Each line of the material below that holds the word "here" needs to be copied.

--- Data provided ---

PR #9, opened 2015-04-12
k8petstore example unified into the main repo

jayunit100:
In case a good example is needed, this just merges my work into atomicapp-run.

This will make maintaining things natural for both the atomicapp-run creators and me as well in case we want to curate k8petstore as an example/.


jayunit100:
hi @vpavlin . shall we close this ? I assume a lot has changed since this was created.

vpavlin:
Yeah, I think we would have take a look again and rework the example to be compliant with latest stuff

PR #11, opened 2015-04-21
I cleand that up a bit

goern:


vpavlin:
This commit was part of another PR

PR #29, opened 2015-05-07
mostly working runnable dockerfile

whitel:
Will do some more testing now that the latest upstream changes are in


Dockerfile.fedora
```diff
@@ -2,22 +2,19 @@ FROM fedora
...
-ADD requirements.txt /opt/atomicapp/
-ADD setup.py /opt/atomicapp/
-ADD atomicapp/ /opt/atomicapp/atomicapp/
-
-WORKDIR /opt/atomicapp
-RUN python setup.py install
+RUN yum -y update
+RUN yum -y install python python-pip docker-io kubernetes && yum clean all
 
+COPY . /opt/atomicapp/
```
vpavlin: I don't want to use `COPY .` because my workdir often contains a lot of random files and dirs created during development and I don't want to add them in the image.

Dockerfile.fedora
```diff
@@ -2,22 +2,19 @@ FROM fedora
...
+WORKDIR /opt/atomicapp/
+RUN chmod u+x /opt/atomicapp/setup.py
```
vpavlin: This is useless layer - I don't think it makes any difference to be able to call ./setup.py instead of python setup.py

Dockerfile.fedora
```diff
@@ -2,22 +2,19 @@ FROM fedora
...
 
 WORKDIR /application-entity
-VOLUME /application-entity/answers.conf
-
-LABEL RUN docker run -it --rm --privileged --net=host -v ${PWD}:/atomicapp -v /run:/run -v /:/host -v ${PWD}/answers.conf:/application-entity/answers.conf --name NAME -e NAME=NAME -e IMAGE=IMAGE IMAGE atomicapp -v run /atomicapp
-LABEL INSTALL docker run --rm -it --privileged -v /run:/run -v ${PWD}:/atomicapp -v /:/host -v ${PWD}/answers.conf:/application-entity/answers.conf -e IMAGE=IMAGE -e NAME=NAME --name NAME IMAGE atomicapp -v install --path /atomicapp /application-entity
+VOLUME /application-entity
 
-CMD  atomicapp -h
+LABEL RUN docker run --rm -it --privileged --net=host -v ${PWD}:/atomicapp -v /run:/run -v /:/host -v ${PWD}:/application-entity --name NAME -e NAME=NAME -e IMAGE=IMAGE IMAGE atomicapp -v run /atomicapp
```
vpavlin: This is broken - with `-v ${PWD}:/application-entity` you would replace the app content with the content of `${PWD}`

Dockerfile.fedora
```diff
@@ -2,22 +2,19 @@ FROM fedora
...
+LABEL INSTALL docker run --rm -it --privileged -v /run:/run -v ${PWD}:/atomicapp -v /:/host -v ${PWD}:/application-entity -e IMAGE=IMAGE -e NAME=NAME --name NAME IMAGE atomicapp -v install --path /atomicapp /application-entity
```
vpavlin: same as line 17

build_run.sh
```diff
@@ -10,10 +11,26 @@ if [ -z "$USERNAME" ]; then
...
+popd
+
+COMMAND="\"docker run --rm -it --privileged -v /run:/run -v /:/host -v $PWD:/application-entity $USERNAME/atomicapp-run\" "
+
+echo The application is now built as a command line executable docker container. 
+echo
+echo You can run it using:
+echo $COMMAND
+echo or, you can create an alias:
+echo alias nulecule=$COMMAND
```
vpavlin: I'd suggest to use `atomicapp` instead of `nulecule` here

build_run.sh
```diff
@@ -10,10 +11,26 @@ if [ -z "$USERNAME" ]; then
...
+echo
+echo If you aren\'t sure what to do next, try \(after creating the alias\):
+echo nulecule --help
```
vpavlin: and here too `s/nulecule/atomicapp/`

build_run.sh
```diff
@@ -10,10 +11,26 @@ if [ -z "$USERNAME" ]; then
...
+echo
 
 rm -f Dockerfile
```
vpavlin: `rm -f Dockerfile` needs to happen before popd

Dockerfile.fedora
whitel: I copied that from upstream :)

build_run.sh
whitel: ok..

---

*Final answer*
vpavlin: I'd suggest to use `atomicapp` instead of `nulecule` here
vpavlin: and here too `s/nulecule/atomicapp/`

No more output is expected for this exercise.